### Task to carry out
Find the lines below in which the string "pull" occurs. Copy each one.

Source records
┄┄┄┄┄┄┄┄┄┄┄┄┄┄┄┄┄┄┄┄

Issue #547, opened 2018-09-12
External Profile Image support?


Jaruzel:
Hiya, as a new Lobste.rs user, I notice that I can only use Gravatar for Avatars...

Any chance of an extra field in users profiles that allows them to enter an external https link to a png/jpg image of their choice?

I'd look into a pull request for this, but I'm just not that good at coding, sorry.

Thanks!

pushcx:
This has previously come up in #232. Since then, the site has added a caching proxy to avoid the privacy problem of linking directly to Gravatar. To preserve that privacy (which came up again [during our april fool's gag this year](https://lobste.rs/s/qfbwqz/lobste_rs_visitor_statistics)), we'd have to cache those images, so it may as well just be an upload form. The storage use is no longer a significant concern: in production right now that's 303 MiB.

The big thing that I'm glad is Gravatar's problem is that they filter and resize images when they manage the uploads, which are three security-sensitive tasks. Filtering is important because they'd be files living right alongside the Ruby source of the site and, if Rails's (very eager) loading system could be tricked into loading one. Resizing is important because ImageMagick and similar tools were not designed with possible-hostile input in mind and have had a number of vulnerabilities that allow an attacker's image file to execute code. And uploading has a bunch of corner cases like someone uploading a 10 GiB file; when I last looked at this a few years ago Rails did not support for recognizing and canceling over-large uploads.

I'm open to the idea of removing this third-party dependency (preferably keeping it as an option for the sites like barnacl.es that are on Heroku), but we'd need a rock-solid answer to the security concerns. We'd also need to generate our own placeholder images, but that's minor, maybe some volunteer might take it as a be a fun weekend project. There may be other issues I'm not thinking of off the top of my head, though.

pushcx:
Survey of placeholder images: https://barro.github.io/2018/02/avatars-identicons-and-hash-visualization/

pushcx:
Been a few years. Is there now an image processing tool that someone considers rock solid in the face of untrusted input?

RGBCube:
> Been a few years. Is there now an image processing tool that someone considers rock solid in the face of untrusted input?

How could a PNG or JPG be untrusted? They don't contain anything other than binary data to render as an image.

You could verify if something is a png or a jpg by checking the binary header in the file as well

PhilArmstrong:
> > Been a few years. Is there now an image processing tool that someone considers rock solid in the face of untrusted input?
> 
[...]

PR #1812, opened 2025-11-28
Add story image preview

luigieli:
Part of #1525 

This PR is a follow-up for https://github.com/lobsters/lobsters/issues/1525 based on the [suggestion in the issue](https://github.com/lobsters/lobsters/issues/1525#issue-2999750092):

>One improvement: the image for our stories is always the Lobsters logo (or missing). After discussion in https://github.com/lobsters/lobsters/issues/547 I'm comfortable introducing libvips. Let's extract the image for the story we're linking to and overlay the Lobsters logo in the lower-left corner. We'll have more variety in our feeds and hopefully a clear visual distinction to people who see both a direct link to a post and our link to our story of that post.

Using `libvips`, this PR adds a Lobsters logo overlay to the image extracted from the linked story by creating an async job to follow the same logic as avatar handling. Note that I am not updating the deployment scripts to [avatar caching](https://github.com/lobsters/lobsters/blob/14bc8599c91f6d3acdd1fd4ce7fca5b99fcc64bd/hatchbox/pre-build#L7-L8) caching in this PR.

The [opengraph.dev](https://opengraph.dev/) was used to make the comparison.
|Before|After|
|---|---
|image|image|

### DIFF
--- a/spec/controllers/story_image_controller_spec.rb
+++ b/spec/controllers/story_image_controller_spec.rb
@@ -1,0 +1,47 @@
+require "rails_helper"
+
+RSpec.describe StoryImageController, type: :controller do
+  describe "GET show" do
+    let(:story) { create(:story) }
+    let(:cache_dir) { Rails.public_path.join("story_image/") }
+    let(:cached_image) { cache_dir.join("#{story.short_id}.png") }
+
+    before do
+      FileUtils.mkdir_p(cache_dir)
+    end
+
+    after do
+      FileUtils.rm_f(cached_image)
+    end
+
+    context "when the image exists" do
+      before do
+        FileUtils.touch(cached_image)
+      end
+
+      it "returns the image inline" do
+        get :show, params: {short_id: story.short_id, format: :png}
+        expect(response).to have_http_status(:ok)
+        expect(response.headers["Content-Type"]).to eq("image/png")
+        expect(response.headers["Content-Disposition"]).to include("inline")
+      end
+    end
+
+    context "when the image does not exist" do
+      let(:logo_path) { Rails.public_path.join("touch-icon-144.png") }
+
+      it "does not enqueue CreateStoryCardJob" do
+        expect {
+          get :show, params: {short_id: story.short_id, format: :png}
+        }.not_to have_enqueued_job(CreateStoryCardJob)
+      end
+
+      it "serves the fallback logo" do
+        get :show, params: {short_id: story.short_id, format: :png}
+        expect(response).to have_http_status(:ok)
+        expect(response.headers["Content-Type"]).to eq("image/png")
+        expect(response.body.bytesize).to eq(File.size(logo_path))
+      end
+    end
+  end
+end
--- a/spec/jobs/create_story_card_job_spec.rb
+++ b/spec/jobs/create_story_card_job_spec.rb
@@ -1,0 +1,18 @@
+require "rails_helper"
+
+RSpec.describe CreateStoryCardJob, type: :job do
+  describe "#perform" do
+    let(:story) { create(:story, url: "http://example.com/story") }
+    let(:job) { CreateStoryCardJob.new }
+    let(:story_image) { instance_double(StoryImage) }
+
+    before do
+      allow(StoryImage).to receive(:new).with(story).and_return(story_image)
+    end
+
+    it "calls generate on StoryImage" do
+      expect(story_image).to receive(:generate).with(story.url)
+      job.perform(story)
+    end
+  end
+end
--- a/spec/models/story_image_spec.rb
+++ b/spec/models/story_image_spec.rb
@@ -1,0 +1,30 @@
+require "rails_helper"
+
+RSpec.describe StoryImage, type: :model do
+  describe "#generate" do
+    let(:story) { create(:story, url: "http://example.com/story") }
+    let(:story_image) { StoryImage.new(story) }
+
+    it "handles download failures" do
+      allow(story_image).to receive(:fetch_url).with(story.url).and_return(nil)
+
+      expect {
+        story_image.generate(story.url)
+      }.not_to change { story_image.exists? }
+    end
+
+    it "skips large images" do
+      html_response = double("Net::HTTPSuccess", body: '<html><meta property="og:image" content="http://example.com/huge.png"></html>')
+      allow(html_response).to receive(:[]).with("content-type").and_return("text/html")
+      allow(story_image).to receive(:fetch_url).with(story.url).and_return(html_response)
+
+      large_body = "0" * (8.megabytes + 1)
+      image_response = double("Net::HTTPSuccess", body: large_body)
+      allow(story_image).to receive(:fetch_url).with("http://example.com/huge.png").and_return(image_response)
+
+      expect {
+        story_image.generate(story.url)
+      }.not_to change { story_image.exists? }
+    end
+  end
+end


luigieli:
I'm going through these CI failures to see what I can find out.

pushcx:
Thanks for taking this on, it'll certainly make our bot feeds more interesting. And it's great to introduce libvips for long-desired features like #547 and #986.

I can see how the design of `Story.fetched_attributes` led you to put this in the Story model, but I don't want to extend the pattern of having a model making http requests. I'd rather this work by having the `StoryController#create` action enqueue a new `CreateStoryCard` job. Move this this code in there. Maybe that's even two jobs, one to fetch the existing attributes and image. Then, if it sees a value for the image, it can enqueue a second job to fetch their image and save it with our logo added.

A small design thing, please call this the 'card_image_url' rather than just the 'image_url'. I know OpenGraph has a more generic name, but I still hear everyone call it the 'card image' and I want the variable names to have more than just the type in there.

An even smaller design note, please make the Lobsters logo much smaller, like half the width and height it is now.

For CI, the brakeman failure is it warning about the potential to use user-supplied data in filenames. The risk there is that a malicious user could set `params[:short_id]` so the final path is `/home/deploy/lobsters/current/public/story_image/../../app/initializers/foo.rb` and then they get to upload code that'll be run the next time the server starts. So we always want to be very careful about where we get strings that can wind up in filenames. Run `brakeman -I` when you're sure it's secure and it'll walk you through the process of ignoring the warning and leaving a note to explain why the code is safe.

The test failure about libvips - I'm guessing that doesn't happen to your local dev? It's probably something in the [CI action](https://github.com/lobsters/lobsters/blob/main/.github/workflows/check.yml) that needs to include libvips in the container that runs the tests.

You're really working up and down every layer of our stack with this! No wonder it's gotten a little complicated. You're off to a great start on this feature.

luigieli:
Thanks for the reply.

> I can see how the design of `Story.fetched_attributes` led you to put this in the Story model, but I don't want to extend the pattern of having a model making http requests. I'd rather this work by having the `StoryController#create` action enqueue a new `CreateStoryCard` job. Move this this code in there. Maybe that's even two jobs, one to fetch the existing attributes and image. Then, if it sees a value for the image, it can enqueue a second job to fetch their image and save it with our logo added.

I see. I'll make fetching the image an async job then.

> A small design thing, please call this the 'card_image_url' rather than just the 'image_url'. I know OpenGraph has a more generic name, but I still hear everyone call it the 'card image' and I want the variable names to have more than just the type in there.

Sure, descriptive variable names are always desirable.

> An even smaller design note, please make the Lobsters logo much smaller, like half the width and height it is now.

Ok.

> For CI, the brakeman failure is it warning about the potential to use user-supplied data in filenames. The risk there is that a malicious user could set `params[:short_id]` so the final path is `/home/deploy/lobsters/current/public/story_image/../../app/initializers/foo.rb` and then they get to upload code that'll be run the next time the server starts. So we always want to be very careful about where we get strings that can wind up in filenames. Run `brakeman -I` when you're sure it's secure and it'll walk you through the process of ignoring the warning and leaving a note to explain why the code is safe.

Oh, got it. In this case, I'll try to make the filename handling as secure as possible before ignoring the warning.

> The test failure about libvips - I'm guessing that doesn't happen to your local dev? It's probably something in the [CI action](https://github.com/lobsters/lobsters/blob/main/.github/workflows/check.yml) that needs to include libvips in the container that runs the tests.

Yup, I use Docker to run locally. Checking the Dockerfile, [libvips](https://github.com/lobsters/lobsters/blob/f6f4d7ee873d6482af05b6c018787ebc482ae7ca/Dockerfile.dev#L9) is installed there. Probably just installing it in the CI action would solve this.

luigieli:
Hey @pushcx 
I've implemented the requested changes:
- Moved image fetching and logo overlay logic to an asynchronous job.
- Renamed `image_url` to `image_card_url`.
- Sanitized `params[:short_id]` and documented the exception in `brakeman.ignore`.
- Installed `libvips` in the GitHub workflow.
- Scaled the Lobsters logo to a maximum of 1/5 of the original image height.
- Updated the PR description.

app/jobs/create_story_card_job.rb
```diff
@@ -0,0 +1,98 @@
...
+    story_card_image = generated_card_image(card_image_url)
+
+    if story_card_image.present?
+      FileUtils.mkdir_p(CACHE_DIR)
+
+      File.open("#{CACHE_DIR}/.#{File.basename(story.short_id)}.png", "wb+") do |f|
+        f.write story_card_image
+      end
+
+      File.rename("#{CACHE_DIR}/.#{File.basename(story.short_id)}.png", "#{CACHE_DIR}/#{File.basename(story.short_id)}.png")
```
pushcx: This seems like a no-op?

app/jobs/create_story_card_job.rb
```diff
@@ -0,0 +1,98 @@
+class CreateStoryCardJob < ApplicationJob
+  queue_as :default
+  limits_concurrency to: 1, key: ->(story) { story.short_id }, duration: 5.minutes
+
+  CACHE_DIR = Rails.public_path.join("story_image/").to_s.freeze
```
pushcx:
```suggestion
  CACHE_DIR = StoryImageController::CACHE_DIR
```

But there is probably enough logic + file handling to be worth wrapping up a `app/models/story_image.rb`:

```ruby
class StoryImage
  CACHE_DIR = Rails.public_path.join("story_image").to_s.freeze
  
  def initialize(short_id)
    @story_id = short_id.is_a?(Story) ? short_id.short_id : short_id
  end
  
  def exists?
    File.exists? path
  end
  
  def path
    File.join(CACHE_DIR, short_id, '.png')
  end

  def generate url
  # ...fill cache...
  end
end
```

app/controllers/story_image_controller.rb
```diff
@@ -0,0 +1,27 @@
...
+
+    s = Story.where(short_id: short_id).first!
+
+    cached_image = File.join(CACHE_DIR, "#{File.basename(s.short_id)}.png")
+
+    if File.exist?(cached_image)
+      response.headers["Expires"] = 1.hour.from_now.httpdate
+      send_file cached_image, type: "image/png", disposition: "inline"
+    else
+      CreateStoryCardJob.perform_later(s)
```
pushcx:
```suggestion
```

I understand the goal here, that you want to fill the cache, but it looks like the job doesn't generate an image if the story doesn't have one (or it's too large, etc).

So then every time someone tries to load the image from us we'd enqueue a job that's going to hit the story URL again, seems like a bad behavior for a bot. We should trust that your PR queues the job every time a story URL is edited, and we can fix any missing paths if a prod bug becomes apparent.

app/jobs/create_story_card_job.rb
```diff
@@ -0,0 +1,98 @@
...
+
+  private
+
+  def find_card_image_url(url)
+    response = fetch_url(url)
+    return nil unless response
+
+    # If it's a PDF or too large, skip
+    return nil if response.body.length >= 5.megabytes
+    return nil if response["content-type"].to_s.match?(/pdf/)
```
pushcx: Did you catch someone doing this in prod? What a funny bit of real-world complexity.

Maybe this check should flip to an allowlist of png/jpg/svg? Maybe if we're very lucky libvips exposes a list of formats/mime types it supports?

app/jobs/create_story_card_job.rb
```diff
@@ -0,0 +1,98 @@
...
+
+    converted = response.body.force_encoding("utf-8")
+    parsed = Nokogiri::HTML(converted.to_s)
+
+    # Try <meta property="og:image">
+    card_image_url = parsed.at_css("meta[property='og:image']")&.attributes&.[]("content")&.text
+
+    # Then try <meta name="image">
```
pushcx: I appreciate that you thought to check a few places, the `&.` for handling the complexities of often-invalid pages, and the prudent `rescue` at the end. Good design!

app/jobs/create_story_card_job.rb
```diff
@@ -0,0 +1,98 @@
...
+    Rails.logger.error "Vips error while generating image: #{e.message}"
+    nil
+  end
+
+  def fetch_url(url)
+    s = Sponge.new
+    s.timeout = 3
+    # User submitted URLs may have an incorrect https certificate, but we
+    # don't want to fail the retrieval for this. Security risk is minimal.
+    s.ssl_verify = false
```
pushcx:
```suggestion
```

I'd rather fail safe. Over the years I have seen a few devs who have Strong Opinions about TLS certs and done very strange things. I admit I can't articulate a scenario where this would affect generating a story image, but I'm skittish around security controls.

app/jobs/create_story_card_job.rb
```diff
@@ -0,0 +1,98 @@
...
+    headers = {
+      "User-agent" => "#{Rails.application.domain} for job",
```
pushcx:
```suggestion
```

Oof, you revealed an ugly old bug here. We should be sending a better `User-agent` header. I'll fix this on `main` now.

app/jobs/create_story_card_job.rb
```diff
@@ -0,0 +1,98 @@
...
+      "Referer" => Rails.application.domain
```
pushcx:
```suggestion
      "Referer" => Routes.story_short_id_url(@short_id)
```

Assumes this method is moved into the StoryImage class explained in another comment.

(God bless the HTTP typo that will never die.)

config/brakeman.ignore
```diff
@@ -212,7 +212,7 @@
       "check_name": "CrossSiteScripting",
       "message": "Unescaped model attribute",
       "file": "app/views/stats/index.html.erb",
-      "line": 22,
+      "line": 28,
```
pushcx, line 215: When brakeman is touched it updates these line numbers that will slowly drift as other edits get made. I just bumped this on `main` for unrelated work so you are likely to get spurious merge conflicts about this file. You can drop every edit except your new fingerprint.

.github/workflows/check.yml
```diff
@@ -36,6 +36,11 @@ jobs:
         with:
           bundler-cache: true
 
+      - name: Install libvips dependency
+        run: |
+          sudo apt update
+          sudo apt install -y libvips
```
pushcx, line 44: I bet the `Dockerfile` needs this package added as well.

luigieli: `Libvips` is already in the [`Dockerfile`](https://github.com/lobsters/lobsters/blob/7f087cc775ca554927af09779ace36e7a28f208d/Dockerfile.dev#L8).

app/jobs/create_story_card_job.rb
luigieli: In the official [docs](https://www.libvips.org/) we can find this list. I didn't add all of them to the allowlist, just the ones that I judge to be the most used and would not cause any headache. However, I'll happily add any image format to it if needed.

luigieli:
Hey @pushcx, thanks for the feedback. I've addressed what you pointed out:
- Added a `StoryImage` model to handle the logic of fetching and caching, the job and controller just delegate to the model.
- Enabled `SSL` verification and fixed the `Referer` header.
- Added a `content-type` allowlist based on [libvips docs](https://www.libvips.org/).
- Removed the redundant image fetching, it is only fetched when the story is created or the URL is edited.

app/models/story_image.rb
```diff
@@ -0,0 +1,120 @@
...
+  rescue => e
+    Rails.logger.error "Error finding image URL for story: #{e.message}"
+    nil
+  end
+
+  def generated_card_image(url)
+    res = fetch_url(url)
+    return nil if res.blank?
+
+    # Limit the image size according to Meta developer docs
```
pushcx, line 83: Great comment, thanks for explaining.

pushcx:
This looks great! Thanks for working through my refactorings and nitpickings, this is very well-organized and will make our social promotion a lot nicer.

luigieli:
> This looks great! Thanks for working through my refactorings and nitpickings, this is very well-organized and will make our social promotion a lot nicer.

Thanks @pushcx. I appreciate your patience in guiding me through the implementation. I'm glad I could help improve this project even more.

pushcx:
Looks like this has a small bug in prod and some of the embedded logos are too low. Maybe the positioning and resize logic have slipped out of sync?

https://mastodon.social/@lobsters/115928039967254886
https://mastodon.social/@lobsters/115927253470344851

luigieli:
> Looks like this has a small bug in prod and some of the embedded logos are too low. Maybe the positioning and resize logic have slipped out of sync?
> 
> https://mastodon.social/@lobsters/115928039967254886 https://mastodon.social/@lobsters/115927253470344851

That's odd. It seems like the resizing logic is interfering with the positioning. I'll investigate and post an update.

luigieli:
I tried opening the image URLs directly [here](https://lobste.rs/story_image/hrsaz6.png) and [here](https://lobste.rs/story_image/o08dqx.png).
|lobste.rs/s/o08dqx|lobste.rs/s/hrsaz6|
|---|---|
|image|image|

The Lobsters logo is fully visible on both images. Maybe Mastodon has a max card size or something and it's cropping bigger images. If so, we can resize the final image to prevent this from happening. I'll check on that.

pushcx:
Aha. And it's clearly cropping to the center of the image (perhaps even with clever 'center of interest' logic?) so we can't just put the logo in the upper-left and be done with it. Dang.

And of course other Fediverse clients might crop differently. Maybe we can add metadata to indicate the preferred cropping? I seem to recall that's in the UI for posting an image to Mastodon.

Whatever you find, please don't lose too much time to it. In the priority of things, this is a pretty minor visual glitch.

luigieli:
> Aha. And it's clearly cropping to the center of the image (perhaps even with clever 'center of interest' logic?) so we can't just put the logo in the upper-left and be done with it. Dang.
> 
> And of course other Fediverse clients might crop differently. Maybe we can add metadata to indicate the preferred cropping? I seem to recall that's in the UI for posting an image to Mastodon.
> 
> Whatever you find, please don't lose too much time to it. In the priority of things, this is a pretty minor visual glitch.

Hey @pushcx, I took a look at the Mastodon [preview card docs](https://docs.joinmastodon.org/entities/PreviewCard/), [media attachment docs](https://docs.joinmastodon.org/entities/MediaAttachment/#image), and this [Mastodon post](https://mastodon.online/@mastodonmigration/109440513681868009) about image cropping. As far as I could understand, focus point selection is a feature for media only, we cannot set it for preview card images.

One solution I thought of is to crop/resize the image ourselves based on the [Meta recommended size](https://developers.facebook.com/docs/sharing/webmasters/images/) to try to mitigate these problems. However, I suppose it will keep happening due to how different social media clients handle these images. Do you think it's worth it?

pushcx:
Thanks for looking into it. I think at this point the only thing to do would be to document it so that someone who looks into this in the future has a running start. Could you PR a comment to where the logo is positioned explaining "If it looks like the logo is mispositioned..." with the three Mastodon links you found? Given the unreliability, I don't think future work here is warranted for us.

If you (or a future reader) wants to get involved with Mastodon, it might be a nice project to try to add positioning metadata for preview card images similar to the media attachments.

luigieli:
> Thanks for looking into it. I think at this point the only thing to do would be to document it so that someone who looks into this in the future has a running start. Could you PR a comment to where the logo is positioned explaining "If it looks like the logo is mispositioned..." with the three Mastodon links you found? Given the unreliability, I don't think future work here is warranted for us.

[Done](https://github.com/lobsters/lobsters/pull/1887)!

┄┄┄┄┄┄┄┄┄┄┄┄┄┄┄┄┄┄┄┄

### Response to this task
I'd look into a pull request for this, but I'm just not that good at coding, sorry.
[Done](https://github.com/lobsters/lobsters/pull/1887)!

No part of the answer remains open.